Many dog trainers and pet owners still use punishment to correct behaviors that they don’t like, this can be detrimental to your bond with your dog and can also cause extreme behavioral complications in the long run. Lets use our teacup Chihuahua as an example again: if Sparky has stolen a dish rag and is chewing it when I get home, and I snatch it from him and spank him with it, there are a few different behaviors that could follow. Sparky could immediately aggress towards me, because I have activated his fight or flight instinct.

Alternatively, Sparky could cower in fear, and my bond with him could potentially be damaged. Though he may not cower in fear for the rest of his life, Sparky may always show a fear of soft toys with a texture similar to that of the dishtowel, or may become fearful every time I am near the dishtowel while doing dishes or cooking. This is causing undue fear and punishment when Sparky has done nothing wrong.

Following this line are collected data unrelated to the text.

PR #184, opened 2025-12-08
Create launcher benchmark dockerfile

manoelmarques:
Changes:

-  Add dockerfile for launcher to be used to create images for benchmarks to run at https://github.com/llm-d/llm-d-benchmark
- Change `FlexibleArgumentParser` import path since the previous path is invalid for recent vLLM versions. This path also works for old versions.
- Simplify `requirements.txt` to include only first level dependencies to the launcher.
- Add launcher image build to makefile
- Add launcher image build to github actions


inference_server/launcher/requirements.txt
```diff
@@ -55,7 +55,7 @@ mdurl==0.1.2
 mistral_common==1.8.4
 mlx==0.29.0
 mlx-lm==0.27.1
-mlx-metal==0.29.0
+mlx-metal==0.29.0; sys_platform == 'darwin'
```
rubambiza: I am not knowledgeable on the addition of platforms to Python requirements. Are we intending to run the benchmark only on MacOS?

rubambiza (commented):
Asking a clarifying question regarding the Python requirements. Otherwise, looks good to me.

I got a link to the changed files instead of the PR description. My previous question has been addressed after looking over the description. I will leave it to the originally requested reviewers @diegocastanibm and @lionelvillard to mark it as ready for merge.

Another common reaction to this type of “solution” could be the development of resource guarding. Sparky becomes accustomed to me angrily snatching away the dishtowel, and begins snarling anytime I come near him when he has a toy expecting the same results as the dishtowel. Punishment of even “simple” things can cause much more complicated associations than you may anticipate, and punishment has been shown to be much less effective in dog training because of this. I used Sparky as an example because a 2 lb. teacup Chihuahua will still bite you, but he is not nearly as scary as an 80 lb. German Shepherd. Though they have been domesticated, anything with teeth can bite, and when you are working with a large and potentially dangerous animal it is important to make sure that you are giving that animal proper feedback and avoiding creating dangerous behavior patterns. Why punish a behavior when the results will most likely create more problems and not even aid in a solution?

Empathize with your dog, they are intelligent animals that need lots of mental stimulation to live an enriched life, and if we are not providing well enough for them they will seek it elsewhere. Rather than blaming your dog, ask yourself if you are doing enough to keep them satisfied. If you aren’t doing enough, start doing more to help them alleviate their natural need to chew and play. By preventing the problem from occurring in the first place, and giving them safe and effective alternatives, your pup will be on the road to success in no time.